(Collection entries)
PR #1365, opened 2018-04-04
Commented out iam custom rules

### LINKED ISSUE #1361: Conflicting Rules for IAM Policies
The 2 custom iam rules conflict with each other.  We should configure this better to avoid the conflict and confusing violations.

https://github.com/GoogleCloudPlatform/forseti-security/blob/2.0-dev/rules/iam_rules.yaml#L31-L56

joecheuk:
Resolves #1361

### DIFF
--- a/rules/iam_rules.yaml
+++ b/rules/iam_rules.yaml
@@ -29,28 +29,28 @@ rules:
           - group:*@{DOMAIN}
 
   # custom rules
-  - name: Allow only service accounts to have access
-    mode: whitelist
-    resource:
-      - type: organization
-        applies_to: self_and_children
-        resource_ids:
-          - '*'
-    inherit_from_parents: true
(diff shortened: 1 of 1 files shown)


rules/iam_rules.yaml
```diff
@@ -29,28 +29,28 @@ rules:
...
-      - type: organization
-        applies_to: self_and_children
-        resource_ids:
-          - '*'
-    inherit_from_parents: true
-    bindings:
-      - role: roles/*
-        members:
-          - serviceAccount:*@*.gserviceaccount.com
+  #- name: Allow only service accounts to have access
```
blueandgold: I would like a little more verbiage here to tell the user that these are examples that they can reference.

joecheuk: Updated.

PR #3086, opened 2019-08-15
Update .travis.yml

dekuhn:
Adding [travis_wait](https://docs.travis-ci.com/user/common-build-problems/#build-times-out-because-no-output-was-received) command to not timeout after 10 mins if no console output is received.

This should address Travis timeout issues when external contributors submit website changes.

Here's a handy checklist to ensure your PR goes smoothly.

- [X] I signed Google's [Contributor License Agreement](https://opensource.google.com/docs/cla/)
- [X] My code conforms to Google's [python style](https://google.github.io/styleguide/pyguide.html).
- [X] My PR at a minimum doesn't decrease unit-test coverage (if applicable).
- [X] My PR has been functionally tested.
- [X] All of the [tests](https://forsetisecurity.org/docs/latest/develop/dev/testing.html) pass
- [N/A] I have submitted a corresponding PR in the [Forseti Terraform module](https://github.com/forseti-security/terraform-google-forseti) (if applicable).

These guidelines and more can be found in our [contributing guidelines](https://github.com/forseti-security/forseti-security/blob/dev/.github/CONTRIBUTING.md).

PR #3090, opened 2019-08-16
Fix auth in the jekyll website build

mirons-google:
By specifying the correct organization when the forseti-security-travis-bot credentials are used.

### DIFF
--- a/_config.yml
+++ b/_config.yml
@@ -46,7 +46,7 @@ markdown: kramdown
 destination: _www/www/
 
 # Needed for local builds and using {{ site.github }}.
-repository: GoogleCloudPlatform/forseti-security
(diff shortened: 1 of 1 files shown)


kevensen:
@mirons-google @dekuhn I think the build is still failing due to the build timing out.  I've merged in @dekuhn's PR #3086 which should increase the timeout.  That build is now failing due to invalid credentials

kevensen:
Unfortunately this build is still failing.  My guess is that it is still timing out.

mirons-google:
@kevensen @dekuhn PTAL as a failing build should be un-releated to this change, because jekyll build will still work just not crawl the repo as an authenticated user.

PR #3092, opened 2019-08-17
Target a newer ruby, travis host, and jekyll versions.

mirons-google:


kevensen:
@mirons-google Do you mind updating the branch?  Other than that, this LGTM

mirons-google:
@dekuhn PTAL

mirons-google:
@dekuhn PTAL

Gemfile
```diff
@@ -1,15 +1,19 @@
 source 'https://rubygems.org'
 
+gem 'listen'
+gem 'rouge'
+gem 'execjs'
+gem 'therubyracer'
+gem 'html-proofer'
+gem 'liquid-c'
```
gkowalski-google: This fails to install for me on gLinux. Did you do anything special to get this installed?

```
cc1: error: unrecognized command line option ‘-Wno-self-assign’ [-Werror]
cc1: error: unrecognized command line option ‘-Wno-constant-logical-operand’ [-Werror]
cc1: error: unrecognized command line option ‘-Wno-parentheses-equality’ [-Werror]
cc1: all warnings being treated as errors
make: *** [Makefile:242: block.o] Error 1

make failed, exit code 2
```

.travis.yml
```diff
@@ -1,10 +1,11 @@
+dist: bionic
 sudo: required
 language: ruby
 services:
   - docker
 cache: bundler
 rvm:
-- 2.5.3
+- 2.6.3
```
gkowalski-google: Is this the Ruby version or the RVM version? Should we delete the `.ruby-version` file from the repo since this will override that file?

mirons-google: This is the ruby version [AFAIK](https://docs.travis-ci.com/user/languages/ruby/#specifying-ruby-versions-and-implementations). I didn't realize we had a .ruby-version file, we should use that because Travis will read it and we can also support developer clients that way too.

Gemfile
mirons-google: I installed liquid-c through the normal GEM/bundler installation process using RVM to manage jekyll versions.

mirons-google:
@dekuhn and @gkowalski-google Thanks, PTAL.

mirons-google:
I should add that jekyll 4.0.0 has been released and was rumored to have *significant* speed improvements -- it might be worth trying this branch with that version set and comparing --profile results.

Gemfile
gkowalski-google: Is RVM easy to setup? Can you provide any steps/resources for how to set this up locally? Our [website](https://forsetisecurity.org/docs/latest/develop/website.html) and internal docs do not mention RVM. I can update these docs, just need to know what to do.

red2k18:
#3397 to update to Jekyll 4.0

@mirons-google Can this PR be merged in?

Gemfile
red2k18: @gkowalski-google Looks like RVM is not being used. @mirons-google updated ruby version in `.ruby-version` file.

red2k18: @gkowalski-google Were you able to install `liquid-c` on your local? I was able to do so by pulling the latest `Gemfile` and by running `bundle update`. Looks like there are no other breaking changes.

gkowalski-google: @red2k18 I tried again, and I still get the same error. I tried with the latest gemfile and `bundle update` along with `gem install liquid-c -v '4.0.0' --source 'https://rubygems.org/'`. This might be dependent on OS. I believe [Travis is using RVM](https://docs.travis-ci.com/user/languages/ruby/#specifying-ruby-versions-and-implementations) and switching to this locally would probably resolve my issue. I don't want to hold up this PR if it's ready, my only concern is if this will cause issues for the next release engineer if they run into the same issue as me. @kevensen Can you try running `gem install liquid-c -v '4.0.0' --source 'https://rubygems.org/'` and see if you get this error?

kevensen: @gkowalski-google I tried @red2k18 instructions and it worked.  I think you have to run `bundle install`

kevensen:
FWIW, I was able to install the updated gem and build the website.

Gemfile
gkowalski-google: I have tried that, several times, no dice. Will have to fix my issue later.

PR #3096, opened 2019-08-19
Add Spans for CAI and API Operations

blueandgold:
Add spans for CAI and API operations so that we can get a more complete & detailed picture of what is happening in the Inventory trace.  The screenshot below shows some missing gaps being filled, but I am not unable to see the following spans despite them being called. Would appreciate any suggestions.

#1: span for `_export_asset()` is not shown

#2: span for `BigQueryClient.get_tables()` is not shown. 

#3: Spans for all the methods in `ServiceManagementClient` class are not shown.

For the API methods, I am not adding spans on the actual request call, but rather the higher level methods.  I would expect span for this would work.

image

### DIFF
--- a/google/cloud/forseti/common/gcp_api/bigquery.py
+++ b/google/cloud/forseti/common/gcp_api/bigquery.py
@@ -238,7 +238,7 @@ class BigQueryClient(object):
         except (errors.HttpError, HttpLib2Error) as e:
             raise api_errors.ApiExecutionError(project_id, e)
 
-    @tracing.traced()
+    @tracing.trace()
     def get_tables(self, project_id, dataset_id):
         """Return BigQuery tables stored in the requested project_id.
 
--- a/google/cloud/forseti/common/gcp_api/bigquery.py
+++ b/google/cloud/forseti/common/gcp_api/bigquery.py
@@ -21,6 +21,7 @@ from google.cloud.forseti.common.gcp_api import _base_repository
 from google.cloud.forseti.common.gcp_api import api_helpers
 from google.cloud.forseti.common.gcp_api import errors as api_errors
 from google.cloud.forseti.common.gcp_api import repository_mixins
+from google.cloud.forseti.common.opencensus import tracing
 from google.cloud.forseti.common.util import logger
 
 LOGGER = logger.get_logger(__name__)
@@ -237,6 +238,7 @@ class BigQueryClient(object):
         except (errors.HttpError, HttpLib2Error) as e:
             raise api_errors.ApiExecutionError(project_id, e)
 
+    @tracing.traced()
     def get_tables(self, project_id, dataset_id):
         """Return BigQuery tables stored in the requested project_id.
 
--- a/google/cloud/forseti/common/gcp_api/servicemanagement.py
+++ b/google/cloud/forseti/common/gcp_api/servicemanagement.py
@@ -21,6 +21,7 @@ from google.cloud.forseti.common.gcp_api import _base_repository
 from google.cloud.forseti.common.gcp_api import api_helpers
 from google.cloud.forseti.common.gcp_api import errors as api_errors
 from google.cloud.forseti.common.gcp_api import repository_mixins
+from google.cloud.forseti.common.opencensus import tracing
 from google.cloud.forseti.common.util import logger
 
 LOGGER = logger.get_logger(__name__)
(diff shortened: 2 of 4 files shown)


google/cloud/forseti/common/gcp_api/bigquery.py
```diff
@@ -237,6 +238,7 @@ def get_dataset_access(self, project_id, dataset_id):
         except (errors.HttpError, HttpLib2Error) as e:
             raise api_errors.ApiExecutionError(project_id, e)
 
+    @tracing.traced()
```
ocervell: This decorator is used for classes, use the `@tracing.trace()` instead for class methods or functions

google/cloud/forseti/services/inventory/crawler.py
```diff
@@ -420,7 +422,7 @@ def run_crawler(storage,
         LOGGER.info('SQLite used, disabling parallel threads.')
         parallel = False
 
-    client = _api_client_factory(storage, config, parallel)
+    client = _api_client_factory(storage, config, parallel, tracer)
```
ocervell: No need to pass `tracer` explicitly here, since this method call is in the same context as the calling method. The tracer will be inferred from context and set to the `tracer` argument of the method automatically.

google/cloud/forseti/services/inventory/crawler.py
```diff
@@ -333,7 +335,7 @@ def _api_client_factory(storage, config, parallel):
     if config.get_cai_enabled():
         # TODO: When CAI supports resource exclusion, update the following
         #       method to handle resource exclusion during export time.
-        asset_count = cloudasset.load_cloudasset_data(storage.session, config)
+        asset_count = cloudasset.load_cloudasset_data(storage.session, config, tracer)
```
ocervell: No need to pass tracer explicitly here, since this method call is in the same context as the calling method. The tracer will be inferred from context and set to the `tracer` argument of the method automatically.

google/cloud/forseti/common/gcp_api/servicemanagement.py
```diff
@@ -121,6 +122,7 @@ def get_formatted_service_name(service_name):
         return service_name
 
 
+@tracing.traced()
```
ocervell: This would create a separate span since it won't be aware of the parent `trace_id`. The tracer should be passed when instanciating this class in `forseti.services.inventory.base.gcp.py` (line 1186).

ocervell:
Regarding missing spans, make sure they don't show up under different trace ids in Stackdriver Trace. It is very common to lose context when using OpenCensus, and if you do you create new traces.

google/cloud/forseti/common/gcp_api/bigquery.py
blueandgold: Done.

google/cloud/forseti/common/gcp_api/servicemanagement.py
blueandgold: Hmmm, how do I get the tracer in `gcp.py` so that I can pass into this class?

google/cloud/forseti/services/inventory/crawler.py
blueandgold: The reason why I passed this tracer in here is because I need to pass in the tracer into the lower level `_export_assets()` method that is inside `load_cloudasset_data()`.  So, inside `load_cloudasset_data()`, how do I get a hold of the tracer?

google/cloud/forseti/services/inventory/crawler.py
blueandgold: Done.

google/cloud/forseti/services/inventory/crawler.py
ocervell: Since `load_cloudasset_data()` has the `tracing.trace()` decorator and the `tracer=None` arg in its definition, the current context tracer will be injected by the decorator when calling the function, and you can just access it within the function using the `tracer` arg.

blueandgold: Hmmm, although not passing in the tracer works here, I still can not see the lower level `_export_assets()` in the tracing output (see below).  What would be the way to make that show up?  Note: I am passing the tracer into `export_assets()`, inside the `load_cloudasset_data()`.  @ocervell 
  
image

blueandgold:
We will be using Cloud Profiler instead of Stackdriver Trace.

-- ACTION ITEM --
Output each line of the records above exactly, beginning at the first, and stop once the line containing "- [N/A] I have" has been output.

-- ANSWER TO THIS PROBLEM --
PR #1365, opened 2018-04-04
Commented out iam custom rules

### LINKED ISSUE #1361: Conflicting Rules for IAM Policies
The 2 custom iam rules conflict with each other.  We should configure this better to avoid the conflict and confusing violations.

https://github.com/GoogleCloudPlatform/forseti-security/blob/2.0-dev/rules/iam_rules.yaml#L31-L56

joecheuk:
Resolves #1361

### DIFF
--- a/rules/iam_rules.yaml
+++ b/rules/iam_rules.yaml
@@ -29,28 +29,28 @@ rules:
           - group:*@{DOMAIN}
 
   # custom rules
-  - name: Allow only service accounts to have access
-    mode: whitelist
-    resource:
-      - type: organization
-        applies_to: self_and_children
-        resource_ids:
-          - '*'
-    inherit_from_parents: true
(diff shortened: 1 of 1 files shown)


rules/iam_rules.yaml
```diff
@@ -29,28 +29,28 @@ rules:
...
-      - type: organization
-        applies_to: self_and_children
-        resource_ids:
-          - '*'
-    inherit_from_parents: true
-    bindings:
-      - role: roles/*
-        members:
-          - serviceAccount:*@*.gserviceaccount.com
+  #- name: Allow only service accounts to have access
```
blueandgold: I would like a little more verbiage here to tell the user that these are examples that they can reference.

joecheuk: Updated.

PR #3086, opened 2019-08-15
Update .travis.yml

dekuhn:
Adding [travis_wait](https://docs.travis-ci.com/user/common-build-problems/#build-times-out-because-no-output-was-received) command to not timeout after 10 mins if no console output is received.

This should address Travis timeout issues when external contributors submit website changes.

Here's a handy checklist to ensure your PR goes smoothly.

- [X] I signed Google's [Contributor License Agreement](https://opensource.google.com/docs/cla/)
- [X] My code conforms to Google's [python style](https://google.github.io/styleguide/pyguide.html).
- [X] My PR at a minimum doesn't decrease unit-test coverage (if applicable).
- [X] My PR has been functionally tested.
- [X] All of the [tests](https://forsetisecurity.org/docs/latest/develop/dev/testing.html) pass
- [N/A] I have submitted a corresponding PR in the [Forseti Terraform module](https://github.com/forseti-security/terraform-google-forseti) (if applicable).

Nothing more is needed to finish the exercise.